Pour les familles dont un.e conjoint.e est “sans-papiers”, trop de démarches (variables selon les communes), débouchent sur des reports, voir des refus, de mariage ou de cohabitation, ou encore, sur des difficultés à reconnaître un enfant. La reconnaissance d’un enfant et le droit au mariage ne doivent pas être dépendants du titre de séjour.

Notre commune ne doit entamer d’enquête sur les conjoints et mobiliser les capacités policières qu’en cas d’indice de fraude indépendant du titre de séjour.

(Campagne Communes Hospitalières – CNCD 11.11.11)

Nous demandons que les services Population et Etat Civil des communes respectent les droits suivants:

Droit d’accès à l’information sur les démarches et les documents à fournir sans être fiché ni poursuivi Actuellement, des interpellations policières sont commises dès que des couples demandent la liste des documents nécessaires pour le mariage ou la cohabitation légale. Certains fonctionnaires livrent à l’Office des Étrangers les coordonnées des personnes sans droit de séjour, alors qu’elles ne sont pas encore protégées par une procédure.

Droit à recevoir un accusé de réception lors du dépôt du dossier  Lorsqu’un couple réussit à déposer un dossier complet avec TOUS les documents exigés, l’Office des Étrangers est souvent informé de la démarche avant la délivrance du récépissé au couple. Il s’agit d’un vice de procédure qui peut s’avérer dommageable pour les demandeurs.

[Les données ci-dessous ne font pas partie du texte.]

PR #3665, opened 2025-01-20
[tmpnet] Update URI and StakingAddress usage in support of kube

marun:
## Why this should be merged

Previously, `Node.URI` and `Node.StakingAddress` fields contained values for a local process and were always locally accessible. Nodes running in kubernetes may be running remotely, though, and only be accessible if e.g. a local port is forwarded to the port of a node's pod. To ensure compatibility with forwarded URIs and StakingAddresses, callers that aren't guaranteed to be running locally to a node are updated to access these values via functions that can ensure a remote endpoint is forwarded if the target node isn't running locally.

Droit au respect de l’intimité de la vie privée lors des enquêtes  La loi prévoit effectivement que l’Officier d’État civil peut surseoir à la célébration du mariage dans le cas de présomptions sérieuses de fraude. Actuellement, le côté systématique des enquêtes est illégal, discriminatoire et contraire à l’esprit de la loi. Les procédés policiers sont inquisitoires voire insultants et usent trop souvent de l’intimidation. Par ailleurs, les conjoints disposent de peu d’informations sur le déroulement de la procédure qui peut s’avérer longue (minimum 6 mois).

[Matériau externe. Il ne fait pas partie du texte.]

PR #3668, opened 2025-01-22
Rename early_term_no_traversal(_test).go to early_term(_test).go

yacovm:
## Why this should be merged

In https://github.com/ava-labs/avalanchego/pull/3337 we introduce transitive voting for early termination of snow polls.
The files that were changed have no_traversal in their names, which implies there should be an implementation with a traversal. 

After https://github.com/ava-labs/avalanchego/pull/3337 was merged, we only have a single implementation, hence it doesn't make sense to keep the original file names.

However, changing the file names makes the diff of the squashed commit look as if all the lines in the files were introduced in that PR, which is misleading.

In order to preserve git blame and a per-line history, I made a new PR that just uses git mv on the files.

## How this works

Changing the file names

## How this was tested

Tested at compile time

No


StephenButtolph:
This has since been rolled into the original PR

Droit à la reconnaissance des mariages célébrés à l’étranger  De plus en plus de communes affirment que les mariages célébrés à l’étranger ne peuvent être reconnus avant une enquête policière et l’avis du procureur du Roi demandé. Cette affirmation est totalement erronée : la reconnaissance peut avoir lieu.

Pas de signature d’un ordre de quitter le territoire (OQT) préalable à l’enquête de la police L’enquête menée par la police en vue d’instruire le dossier et de déterminer la bonne foi des candidats est parfois soumise, pour les sans-papiers, à la signature préalable (et parfois sans copie) d’un ordre de quitter le territoire délivré par l’Office des Étrangers, exécutable à la fin de la procédure. Après le refus de mariage ou de cohabitation légale, la personne sans titre de séjour perd sa protection avant d’avoir reçu la moindre motivation et la privation de liberté peut avoir lieu dès l’aube le lendemain.

Respect de l’intérêt supérieur des enfants Dans les cas de déclaration de paternité, l’officier de l’État civil peut refuser une reconnaissance et priver ainsi l’enfant de ses droits sociaux, civils et politiques. Or il existe déjà des mécanismes pour combattre les quelques cas de fraudes. Ces dispositions créent une inégalité entre enfants nés en Belgique de parents en séjour légal et enfants dont un des parents n’a pas le séjour légal. Cette pratique peut mener à des violations de l’intérêt supérieur de l’enfant, au mépris des droits national et international.

Respect des personnes quelque soit la démarche (mariage ou cohabitation légale)

Les couples qui, par conviction, ne souhaitent pas conclure le mariage mais la cohabitation légale doivent pouvoir bénéficier des mêmes égards auprès des services de la population et de l’État civil. Actuellement la cohabitation légale prend plus de temps encore que le mariage. Les couples sont parfois reçus dans des salles d’attente sans aucun formalisme. La cohabitation légale n’est pas un sous-statut d’état civil et mérite les mêmes considérations que le mariage.